Takie m.in. wnioski przynosi najnowsze badanie przeprowadzone przez Ipsos Loyalty na zlecenie Biura Dozoru Elektronicznego.
Respondenci zapytani o najbardziej właściwy ich zdaniem sposób karania za drobne przestępstwa najczęściej wskazywali prace społeczne (70 proc.). Kolejną co do ilości wskazań była kara grzywny (15 proc.). Odbywanie kary w warunkach domowych z użyciem dozoru elektronicznego, to trzeci najczęściej preferowany sposób karania (mniej niż 10 proc. wskazań). Co ciekawe, akceptację dla tej formy odbywania kary częściej wyrażają mężczyźni niż kobiety oraz aż dwukrotnie częściej osoby z wykształceniem podstawowym niż te z dyplomami wyższych uczelni.
Jak informują autorzy badania, zdecydowania większość Polaków wie czym jest system dozoru elektronicznego – im wyższe wykształcenie tym bardziej - i tylko co piąty respondent nie był zorientowany na czym on polega.
Większość badanych (58 proc.) uważa, że odbywanie kary w warunkach domowych pozytywnie wpływa na przebieg resocjalizacji skazanego. Przeciwnego zdania był co trzeci z respondentów.
Zdecydowana większość polskiego społeczeństwa akceptuje w przypadku osób, które popełniły drobne przestępstwo możliwość odbycia kary w warunkach domowych, wraz z prawem do pracy zarobkowej (90 proc.). Nie jest to jednak akceptacja bezwarunkowa – ponad połowa badanych uważa, że taka sytuacja powinna być ograniczona tylko do niektórych przypadków. Większą skłonność do akceptacji takie formy wykonywania kary mają osoby z wyższym wykształceniem.
W opinii zdecydowanej większości Polaków odbywanie kary w więzieniu wywołuje większe straty społeczne, niż w warunkach domowych. Najbardziej przychylnie do tej opinii nastawione są osoby ze średnim i wyższym wykształceniem.
Czytaj: Gen. Nasiłowski: dozór elektroniczny gotowy do zmian w polityce karnej>>>

@page_break@
Bardzo dobrze, że takie badania zostały w ogóle przeprowadzone – mówi adwokat Artur Pietryka – ekspert Helsińskiej Fundacji Praw Człowieka.
Jego zdaniem pozytywnie ocenić należy podnoszenie świadomości społecznej na temat tego czym jest wykonywanie kary w systemie dozoru elektronicznego. - Badania pokazują duży entuzjazm społeczny dla form kary ograniczenia wolności i generalnie dla kar, z których wykonywaniem może wiązać się obowiązek wykonywania pracy. Symbolizuje to istnienie silnego przeświadczenia społecznego, że praca wychowuje. Wskazują na to wyniki dotyczące przekonania, że odbywanie kary w warunkach dozoru elektronicznego będzie wywoływało korzystne efekty resocjalizacyjne, a także wyniki badania dotyczącego „strat społecznych” związanych w wykonywaniem kary w warunkach jednostek penitencjarnych. Badania obrazują jednak dużą dysproporcję w podejściu do jej form. Oznacza to, że dozór elektroniczny orzekany jako kara może silnie konkurować z kontrolowaną, nieodpłatną pracą na cele społeczne – mówi adw. Pietryka.

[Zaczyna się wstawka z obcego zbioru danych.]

PR #9429, opened 2023-09-03
detect: Inline default pkt inspect engines

coledishington:
Scenarios with a small number of rules, no MPM-based rules, experienced a 6%-14% performance degradation from the commit 0965afd66 detect: pkt inspect engines
inwhich the default pkt inspect engines were converted to callbacks to simplify adding extra pkt inspect engines.

Avoid adding the default pkt inspect engines to the callback chain and instead call them directly in an inlined function within DetectRulePacketRules().

Bug: #6291

- [✓] I have read the contributing guide lines at https://docs.suricata.io/en/latest/devguide/codebase/contributing/contribution-process.html

https://redmine.openinfosecfoundation.org/issues/6291

Describe changes:
Updated from Suricata 4.0.6 to Suricata 7, this performance degradation was noticed on a setup with the following:
* 176 signatures
* 3 are inspecting packet payload
* 33 inspect application layer
* 83 are decoder event only
This performance impact was significant when running a small number of lightweight rules, but was not significant on larger (and more heavy-duty) rule sets.

The changes make the default packet inspection engines inline, like they were in Suricata 4 before extra packet inspection engines were supported.

No Suricata-verify test.

### DIFF
--- a/src/detect-engine-build.c
+++ b/src/detect-engine-build.c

Z badań IPSOS-u wynika, że większość społeczeństwa najbardziej przychylna jest takim karom, jak prace społeczne, czy grzywna – mówi adwokat Piotr Schramm – partner w kancelarii GESSEL.
- Mówimy w tym przypadku o kwestii wyboru polityki karania przez Państwo. System jest dobry, jeśli łączy w sobie dwa elementy, tj. (i) skłonienie sprawcy do przestrzegania porządku prawnego oraz odpowiedni element represji związany
ze społeczną potrzebą retrybucji, sprawiedliwej odpłaty za przestępstwo. Obie formy (dotychczasowa i nowa) wypełniają te elementy – mówi prawnik.
Jego zdaniem z punktu widzenia systemowego korzystniejsze będzie zawsze wykorzystanie faktu popełnienia przestępstwa do stworzenia elementu "dobra" - tj. np. "naprawienia sprawcy" lub wykonania określonej pracy "dla dobra społeczeństwa". - Z tego punktu widzenia tradycyjna kara pozbawienia wolności (w obecnych warunkach więziennych, przy jednoczesnej przecież znikomej resocjalizacji) oraz kara grzywny – muszą być oceniane jako "bezproduktywne" – stwierdza adwokat. Ale dodaje, że z innego punktu widzenia - nie ma też konkurencji pomiędzy wskazanymi środkami, ponieważ mogą one być one nakładane łącznie, co tylko wzmocni siłę oddziaływania wobec sprawcy.
- Problem wykonywalności to problem stosowania przepisów, ich właściwego egzekwowania (jak ktoś nie wykonuje kary ograniczenia wolności, to naraża się na karę zastępczą), a nie ich ukształtowania w systemie. System powinien dbać o "wykonywalność" prawa, inaczej staje się niewiarygodny, traci swój autorytet. Nie da się zatem czynić w tym względzie cechy różnicującej "co do zasady" dla omawianych środków. Za zmianą przemawia jednak również pragmatyzm. Społeczeństwo wierzy w instytucję prac społecznych, bo ona silnie oddziałuje – przestępca "naprawia" bowiem swój błąd pomagając innym (to aksjologicznie akceptowalne bardziej niż system dozoru, zwłaszcza, że nie ma on jeszcze ukształtowanej pozycji w świadomości społeczeństwa, jako instytucja dosyć nowa) - komentuje adwokat Piote Schramm.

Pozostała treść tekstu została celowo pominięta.